Stored data entries:
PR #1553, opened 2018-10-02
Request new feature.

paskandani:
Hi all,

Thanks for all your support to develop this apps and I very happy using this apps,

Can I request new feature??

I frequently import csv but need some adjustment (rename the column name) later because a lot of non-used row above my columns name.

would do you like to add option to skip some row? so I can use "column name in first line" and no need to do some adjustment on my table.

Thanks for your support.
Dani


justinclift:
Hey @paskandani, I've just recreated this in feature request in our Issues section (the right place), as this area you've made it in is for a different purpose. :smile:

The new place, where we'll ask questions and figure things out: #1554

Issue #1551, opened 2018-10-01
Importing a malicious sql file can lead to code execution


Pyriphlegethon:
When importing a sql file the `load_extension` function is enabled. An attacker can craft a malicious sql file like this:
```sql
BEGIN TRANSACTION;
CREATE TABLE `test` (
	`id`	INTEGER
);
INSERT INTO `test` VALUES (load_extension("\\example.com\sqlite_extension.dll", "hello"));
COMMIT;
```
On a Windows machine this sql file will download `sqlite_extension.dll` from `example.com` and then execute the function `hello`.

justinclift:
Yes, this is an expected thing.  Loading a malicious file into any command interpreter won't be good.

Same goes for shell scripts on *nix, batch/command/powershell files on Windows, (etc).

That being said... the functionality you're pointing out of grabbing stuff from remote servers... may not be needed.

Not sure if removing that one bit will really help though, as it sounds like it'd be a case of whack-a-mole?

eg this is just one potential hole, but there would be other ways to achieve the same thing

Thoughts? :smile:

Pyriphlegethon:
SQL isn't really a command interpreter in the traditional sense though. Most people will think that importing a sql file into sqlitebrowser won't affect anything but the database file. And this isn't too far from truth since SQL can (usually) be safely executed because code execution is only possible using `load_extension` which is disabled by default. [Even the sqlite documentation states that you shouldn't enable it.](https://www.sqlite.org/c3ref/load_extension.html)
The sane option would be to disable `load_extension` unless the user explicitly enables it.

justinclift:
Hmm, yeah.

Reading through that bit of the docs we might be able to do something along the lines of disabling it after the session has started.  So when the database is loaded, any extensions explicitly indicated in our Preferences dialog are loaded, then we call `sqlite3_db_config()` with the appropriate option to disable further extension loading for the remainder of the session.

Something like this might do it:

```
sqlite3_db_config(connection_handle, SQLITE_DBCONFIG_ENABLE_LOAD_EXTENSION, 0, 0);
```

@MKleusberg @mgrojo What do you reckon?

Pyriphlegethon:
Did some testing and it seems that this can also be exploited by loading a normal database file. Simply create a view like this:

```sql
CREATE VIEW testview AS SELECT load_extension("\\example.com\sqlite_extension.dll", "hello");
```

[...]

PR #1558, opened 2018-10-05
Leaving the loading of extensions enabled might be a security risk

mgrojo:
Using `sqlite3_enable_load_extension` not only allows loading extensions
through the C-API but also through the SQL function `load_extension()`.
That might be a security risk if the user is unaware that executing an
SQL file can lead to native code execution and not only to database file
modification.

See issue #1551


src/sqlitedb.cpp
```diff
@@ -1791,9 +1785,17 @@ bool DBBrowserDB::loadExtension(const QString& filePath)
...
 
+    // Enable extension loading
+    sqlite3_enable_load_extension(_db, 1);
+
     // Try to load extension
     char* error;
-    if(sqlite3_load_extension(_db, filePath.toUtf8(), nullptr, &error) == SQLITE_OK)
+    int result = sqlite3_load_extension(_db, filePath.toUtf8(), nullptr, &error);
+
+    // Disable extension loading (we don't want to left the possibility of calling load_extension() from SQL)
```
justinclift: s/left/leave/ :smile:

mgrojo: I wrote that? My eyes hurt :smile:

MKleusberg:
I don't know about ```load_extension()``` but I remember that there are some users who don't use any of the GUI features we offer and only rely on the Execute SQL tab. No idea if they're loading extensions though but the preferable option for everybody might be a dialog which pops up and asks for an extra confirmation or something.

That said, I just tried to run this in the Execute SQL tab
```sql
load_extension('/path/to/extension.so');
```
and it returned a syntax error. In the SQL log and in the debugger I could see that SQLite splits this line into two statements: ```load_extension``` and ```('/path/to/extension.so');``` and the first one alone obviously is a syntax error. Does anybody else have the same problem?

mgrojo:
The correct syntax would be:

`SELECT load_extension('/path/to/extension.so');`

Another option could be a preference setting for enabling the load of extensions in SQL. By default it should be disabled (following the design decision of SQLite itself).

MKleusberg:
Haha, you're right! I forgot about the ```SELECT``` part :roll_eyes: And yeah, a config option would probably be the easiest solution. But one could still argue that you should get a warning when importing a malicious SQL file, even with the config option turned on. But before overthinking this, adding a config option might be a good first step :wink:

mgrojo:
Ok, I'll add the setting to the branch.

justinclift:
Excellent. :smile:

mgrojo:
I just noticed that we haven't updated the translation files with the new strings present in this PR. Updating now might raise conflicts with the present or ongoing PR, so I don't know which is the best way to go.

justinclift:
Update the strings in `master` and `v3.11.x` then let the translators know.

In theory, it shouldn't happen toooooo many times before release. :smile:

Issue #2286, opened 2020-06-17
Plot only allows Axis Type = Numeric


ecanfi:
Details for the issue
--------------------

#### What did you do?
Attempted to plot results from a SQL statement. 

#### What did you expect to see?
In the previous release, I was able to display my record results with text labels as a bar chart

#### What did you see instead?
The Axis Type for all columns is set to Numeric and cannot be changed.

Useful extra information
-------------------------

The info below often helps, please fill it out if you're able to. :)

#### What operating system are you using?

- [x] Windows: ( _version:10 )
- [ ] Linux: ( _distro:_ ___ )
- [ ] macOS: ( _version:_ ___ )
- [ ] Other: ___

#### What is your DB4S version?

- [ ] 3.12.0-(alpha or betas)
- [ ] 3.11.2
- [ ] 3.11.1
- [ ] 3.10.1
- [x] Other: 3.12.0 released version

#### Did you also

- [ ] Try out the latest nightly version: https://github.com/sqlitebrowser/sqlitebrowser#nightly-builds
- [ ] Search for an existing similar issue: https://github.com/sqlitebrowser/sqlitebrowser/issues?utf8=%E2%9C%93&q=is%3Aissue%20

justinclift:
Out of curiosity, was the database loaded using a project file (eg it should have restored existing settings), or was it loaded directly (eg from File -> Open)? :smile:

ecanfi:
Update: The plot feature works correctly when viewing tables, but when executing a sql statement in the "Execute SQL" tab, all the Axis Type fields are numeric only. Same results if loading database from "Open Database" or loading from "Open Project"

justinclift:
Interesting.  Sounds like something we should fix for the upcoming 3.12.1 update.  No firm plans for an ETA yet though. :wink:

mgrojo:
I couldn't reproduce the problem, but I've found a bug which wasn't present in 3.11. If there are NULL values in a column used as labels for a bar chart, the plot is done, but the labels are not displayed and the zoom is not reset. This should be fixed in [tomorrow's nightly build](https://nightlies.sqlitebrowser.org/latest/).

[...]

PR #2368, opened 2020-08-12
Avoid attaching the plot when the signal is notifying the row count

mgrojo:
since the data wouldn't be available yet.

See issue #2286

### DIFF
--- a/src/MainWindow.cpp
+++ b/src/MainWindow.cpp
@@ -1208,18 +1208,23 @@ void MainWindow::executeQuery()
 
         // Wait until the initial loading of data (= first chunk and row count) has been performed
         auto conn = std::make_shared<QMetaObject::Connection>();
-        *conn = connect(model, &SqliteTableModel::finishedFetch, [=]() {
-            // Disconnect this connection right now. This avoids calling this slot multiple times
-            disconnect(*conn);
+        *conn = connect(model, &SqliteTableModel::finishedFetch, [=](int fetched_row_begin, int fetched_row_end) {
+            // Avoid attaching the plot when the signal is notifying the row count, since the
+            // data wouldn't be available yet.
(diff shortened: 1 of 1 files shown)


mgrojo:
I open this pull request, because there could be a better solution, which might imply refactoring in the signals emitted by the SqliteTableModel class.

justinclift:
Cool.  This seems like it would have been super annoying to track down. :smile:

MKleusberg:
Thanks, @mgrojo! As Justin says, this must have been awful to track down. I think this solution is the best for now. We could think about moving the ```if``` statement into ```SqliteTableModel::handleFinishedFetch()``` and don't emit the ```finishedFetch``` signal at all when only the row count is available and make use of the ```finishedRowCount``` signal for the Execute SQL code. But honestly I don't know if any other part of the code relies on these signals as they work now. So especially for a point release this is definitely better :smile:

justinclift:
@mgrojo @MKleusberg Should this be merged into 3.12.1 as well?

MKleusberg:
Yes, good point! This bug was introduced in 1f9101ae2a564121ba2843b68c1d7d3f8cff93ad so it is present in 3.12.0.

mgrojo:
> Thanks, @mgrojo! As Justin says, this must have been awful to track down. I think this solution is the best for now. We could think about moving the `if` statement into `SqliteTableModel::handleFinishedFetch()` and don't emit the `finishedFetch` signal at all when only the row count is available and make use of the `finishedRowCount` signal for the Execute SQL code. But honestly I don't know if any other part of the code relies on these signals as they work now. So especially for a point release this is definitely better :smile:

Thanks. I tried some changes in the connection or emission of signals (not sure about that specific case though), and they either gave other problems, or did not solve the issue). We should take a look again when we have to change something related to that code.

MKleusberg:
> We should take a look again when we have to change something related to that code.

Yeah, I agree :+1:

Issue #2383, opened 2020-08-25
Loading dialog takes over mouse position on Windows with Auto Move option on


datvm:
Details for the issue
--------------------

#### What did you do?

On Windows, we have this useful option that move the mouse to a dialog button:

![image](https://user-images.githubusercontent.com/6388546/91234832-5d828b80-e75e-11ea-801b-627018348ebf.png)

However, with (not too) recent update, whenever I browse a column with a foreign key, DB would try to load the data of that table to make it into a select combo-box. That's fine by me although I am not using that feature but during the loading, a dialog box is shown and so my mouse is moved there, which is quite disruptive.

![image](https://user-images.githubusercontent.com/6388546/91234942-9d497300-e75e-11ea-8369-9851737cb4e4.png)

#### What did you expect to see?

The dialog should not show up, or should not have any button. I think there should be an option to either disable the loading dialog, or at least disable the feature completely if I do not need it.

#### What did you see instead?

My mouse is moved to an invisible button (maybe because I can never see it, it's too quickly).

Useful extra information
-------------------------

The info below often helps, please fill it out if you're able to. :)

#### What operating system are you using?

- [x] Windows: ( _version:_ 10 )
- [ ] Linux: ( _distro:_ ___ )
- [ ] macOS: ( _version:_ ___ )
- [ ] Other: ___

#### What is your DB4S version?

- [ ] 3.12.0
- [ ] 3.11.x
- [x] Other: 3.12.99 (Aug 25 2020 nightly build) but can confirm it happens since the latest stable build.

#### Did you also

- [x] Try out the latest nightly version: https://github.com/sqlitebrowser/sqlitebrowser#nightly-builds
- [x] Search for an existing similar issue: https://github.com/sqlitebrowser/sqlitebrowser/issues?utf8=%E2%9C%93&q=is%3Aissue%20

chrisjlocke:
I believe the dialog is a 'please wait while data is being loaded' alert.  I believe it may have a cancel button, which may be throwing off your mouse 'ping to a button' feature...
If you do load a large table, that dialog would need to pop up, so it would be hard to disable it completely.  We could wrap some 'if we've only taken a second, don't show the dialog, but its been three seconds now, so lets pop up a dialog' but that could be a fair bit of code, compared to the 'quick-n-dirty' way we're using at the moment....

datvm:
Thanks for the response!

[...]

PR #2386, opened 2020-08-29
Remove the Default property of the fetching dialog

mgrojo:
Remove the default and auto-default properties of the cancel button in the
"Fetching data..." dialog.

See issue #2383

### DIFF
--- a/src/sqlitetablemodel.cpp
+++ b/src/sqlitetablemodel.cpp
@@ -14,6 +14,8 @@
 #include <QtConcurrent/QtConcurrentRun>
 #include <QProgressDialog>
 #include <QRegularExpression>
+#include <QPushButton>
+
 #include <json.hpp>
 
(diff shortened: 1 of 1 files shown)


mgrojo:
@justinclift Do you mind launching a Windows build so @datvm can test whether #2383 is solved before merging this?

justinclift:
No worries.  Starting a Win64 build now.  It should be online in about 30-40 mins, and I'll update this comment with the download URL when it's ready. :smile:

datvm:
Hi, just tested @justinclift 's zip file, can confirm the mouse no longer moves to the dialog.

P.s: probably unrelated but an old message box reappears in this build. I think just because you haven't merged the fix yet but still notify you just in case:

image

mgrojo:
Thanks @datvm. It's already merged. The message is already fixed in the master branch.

- **TASK DIRECTIONS**: Lines from the start of the records through the one containing "Can I request new feature??" are what should be retyped, exactly and in full, both ends included.

- **YOUR SOLUTION**:
PR #1553, opened 2018-10-02
Request new feature.

paskandani:
Hi all,

Thanks for all your support to develop this apps and I very happy using this apps,

Can I request new feature??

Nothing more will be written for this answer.